During her participation on October 17th to our seminar on Early Childhood, Agnès Florin, Professor Emeritus of Child and Educational Psychology at the University of Nantes, came back with us on the first 3000 days of the child and the main stages of development in childhood.
"Is it possible to break down a child's development into distinct periods?"
Yes and no! Globally, we have identified major stages of development in childhood.
- Unicef has developed the concept of the "first 1000 days" and considers that the first two years of a child's life are crucial to his or her physical and psychological development.
- The World Health Organization (WHO) focuses on the first 3,000 days of a child's life, from conception to age 7-8. But what can be predicted on a large population from a statistical point of view, is not possible on an individual level. And development is not linear, it is made of rapid progressions, stagnations and regressions. It corresponds to waves that overlap. New acquisitions are sometimes translated into lesser performances.
Development varies from child to child depending on their life experiences - whether they live in the country, in the city or on the savannah, for example - but also on their temperament and the skills recognized by the adults who care for them.
It is therefore necessary to give children time to grow up, without leaving them in difficulties that may become disorders.
"What is it about the child's environment that influences his or her development?"
We change because our brain changes but also because of our personal experiences, culture and education. From 0 to 7 years old, the child's universe expands from a close relationship with the mother to the creation of multiple attachments little by little (friends, teachers, people in the neighborhood...). His centers of interest multiply.
It is important to think about the child's development taking into account the child's living conditions, the family environment, but also beyond the family circle (e.g., is the child welcomed in a crèche or kept within the family?) In some cultures, for example, parents must be convinced of the value of socialization outside the family.
"What do we know about infant brain development?"
Much has been learned in the last 30 years about the psychology of the baby. Before birth, in the fetal stage, babies develop their perception and senses. Some children can express preferences for sounds, songs, tastes known in utero.
He is able to distinguish sounds of different languages (discrimination ability) and to find what is the same despite the differences (categorization ability). And from the first days of life, he knows how to differentiate his body from that of another person (his reaction will be different if his finger touches his cheek or if it is another person who touches it). Next, learning will change the structure of the baby's brain.
"How does the brain develop as a result of learning received?"

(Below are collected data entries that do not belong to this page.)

PR #20761, opened 2026-08-07
Let authors embed event and blog post cards in a post body

### LINKED ISSUE #20699: Allow embedding events/posts in blog posts
Rather than using CTAs, allow authors to embed event (and other blog post?) cards directly in blog posts.
Depends on: https://github.com/pulumi/docs/pull/20665

jeffmerrick:
Screenshot 2026-08-07 at 9 57 05 AM

### Proposed changes

Adds a `blog/card` shortcode so authors can embed the real event and blog post tiles anywhere in a post body, instead of hand-writing a `blog/cta-card` that restates a title, date, and blurb and then goes stale — a card derives everything from the target page, so an embed picks up a retitled session on its own and an event card flips Register → Watch once a recording lands. A card is always full width and takes exactly one path, which is its only parameter. Blog posts render as the wide card (text left, square image right), which moved out of `blog/card/list-row.html` into a shared `blog/card/wide.html` so the homepage feed's card view and in-body embeds can't drift — rendered homepage output is unchanged. Converts the two event CTA cards in the yolo-mode sandboxing post to real event cards, and documents the shortcode for authors in `BLOGGING.md` and for agents in `AGENTS.md`.

### Related issues (optional)

Fixes #20699


cnunciato (approved):
Nice!

PR #20764, opened 2026-08-07
List related events alongside the blog posts on release pages

jeffmerrick:
Screenshot 2026-08-07 at 11 19 58 AM

### Proposed changes

The card at the foot of a release page can now carry a second list — related events — under its own overline, in the same compact row style as the posts above it, and the August 2026 release page uses it to point at the two upcoming HCL/Terraform workshops. Rows come from a new `events/list-row.html` (the events counterpart of `blog/card/list-row.html`, sharing its columns so the two lists line up) and carry the cards' Register/Watch CTA as a quieter ghost-primary button. An event stays listed while it's still upcoming — per `events/upcoming.html`, the same query the events list and homepage use — and afterwards for as long as it has a recording, in which case its row flips itself to Watch; one that ran with nothing to watch drops off, so the card can't advertise a date that has passed. Since the card is no longer blog-only, `releases/blog-list.html` becomes `releases/feed-list.html` and the frontmatter key `blog_section` becomes `feed_section` (`title` → `posts_title`) on both release pages; the `#from-the-blog` anchor is unchanged.

N/A

### Related issues (optional)

N/A


cnunciato (approved):
Nice! Looks great.

PR #20795, opened 2026-08-10
Generate the ESC context built-in properties reference from the API schema

### LINKED ISSUE #20392: Generate the ESC `context` built-in properties reference from the API schema
> [!IMPORTANT]
> **Blocked — on a different thing than originally stated.** `GET /api/esc/context/schema` has since shipped ([pulumi/pulumi-service#46402](https://github.com/pulumi/pulumi-service/issues/46402)) and is live on `api.pulumi.com`, so the 404 risk is gone. But it returns property names and types with **no per-property descriptions** — only a single top-level one. The hand-written lists this issue would retire *do* carry a description per field, so generating from the schema as it stands would replace good docs with an empty-description property list.
>
> Blocked on [pulumi/pulumi-service#47609](https://github.com/pulumi/pulumi-service/issues/47609), which adds them. The same gap blocks step 3's `configuring-oidc` half: that page's `subjectAttributes` allow-list is already an enum in `data/esc_schemas.json` (identical across all six login providers, and it matches the page exactly), but the enum supplies attribute **names** only — the descriptions would have to come from the context schema. One upstream fix unlocks both renders.

### Background

The ESC built-in `context` object (`context.pulumi.user.login`, `context.pulumi.organization.login`, `context.pulumi.token.{type,name,team}`, `context.pulumi.openDuration`, plus the evaluator-injected `currentEnvironment.name` / `rootEnvironment.name`) is currently documented by hand, in two independent places. Those lists have drifted from the engine — see the companion content-fix issue.

The Pulumi Cloud API is gaining `GET /api/esc/context/schema`, which returns a JSON schema for the object. It's derived server-side from the same declaration that produces the values, so it can't fall out of date.

We already have the machinery to consume this: `scripts/fetch-esc-schemas.sh` pulls every provider and rotator schema from the API, and `.github/workflows/esc-update-schemas.yml` runs it nightly and opens a PR when `data/esc_schemas.json` changes. This issue extends that to the context schema so the built-in properties reference maintains itself.

### Work

1. **Fetch the context schema** in `scripts/fetch-esc-schemas.sh`.

   Note this does *not* drop into the existing loop. That loop iterates `for kind in providers rotators`, fetching a list and then `{kind}/{name}/schema` per entry. The context is a **singleton** — there is no list endpoint and no name — so it needs its own `fetch` call and its own key in the output document, e.g.:

   ```json
   {
     "providers": { ... },
     "rotators": { ... },
     "context": { ... }
   }
   ```

   One wrinkle confirmed against the live endpoint: unlike the provider/rotator endpoints, which return the schema document directly, this one wraps it as `{"schema": {…}}`. Unwrap `.schema` before assigning it to the `context` key so all three keys are shaped alike, and fail loudly if that key is missing rather than defaulting to `{}` — a silent empty object would render an empty reference.

2. **Render the built-in properties table from it**, similar to how `layouts/partials/esc/property-rows.html` renders provider schemas today.

3. **Retire the hand-written lists** in `content/docs/esc/concepts/interpolations-and-references.md` and `content/docs/esc/guides/configuring-oidc/_index.md` once the generated table covers them. Note that `configuring-oidc` also carries security rationale prose (why `pulumi.token.name` is excluded from subject attributes) that is **not** in the schema and must be kept.

### One thing to decide — answered

The fetch script runs authenticated, as `pulumi-bot` via OIDC. The endpoint is specified to return a **static** shape — every field that can appear, not the subset the calling credential produces — so what the bot captures should be canonical. Worth a quick sanity check on the first run that the response doesn't vary by caller; if it somehow does, we're snapshotting pulumi-bot's context rather than the real reference, and the endpoint needs revisiting rather than the script.

**Checked, and it holds.** Called with a personal token, the response still includes `pulumi.token.team`, `pulumi.token.name`, and `pulumi.openDuration` — fields a personal token doesn't populate. The shape is the full declaration, not the caller's subset, so whatever pulumi-bot snapshots nightly is the real reference. No script change needed for this.

### Why

Adding a context field today means coordinated hand-edits across two docs pages and two test fixtures in three repos, and the evidence is that people miss them. After this, the docs half updates itself through a pipeline that already exists.

jkodroff:
The ESC `context` object was documented by hand in two places that had drifted from the engine. `GET /api/esc/context/schema` now returns a description on every property, so the reference generates itself.

## Changes

- **Fetch** the context schema into `data/esc_schemas.json` alongside the provider and rotator schemas, so the existing nightly workflow keeps it current.
- **New Built-in Properties concepts page** holding `context`, `environments`, and `imports`, with `context` rendered from the schema. Aliases moved with it.
- **OIDC page**: the `subjectAttributes` allow-list is generated from the shared enum, each attribute linked to its description; the default token claims now name the context property each is built from. The `pulumi.token.name` security rationale is unchanged.
- **Determinism fix**: `fetch-esc-schemas.sh` sorts the schema's string arrays, so the nightly refresh stops opening no-op PRs when the API returns them in a different order. This is why the data diff is larger than the new key alone.

Two build-time drift alarms warn if the login providers stop agreeing on the allow-list, or if an attribute leaves the context schema.

Closes #20392


jkodroff:
@claude #update-review

CamSoper (approved):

At birth, the baby already has 100 billion neurons. Its brain doubles in volume during its first year of life. And gradually, from the age of 3, the density of the brain is reduced. Connections will disappear if they are not activated on a daily basis (this is called synaptic pruning). This modification is achieved through daily experiences: interactions, manipulating objects, sharing emotions, playing, music, discovering the world, experimenting, languages.... For example, a Japanese baby and a French baby have the same ability to perceive sounds. As time goes by, they will sort according to the language used in their environment. Without stimulation, the young child suffers a loss in terms of information processing.
The cerebral development of the child facilitates its cognitive acquisitions, the control of its actions, its feelings and emotions.
"How do young children learn?"
Young children learn either directly through the adult's desire to teach knowledge, facts, rules, principles, but also indirectly through shared games, activities and situations of everyday life, ...
"What does the child need to learn?"
From birth, babies need physical proximity and emotional security. They need attachment, a stable and secure relationship with someone who can understand, feel and respond to their emotions.
When the attachment is said to be "secure", the child knows that he or she can count on someone; this favours his or her autonomy, the quality of his or her social relationships, and his or her cognitive and language skills.
On the other hand, if the attachment is "insecure" (to the point of abuse), the child may develop difficulties such as anxiety, passivity, aggressiveness, high dependence on adults, ... But over time, the child will develop multiple attachments and positive and secure relationships with other people can make him/her feel secure.
Moreover, children need sleep to learn: about 13 hours between 2 and 5 years old, 9 to 11 hours between 6 and 12 years old and 8 to 10 hours for teenagers. Today, children are generally short of sleep, which can lead to difficulties in concentration and learning.
"Intervening from the first years of a child's life
It is important to develop public policies for early childhood. With a great neuronal plasticity, the development of the brain is indeed immense during the first years of life. It is also a period of great vulnerability: deprivation, negative experiences, violence, lack of care constitute risks for the development of the child and can cause developmental delays. But let's not forget that development lasts throughout life, from conception to death.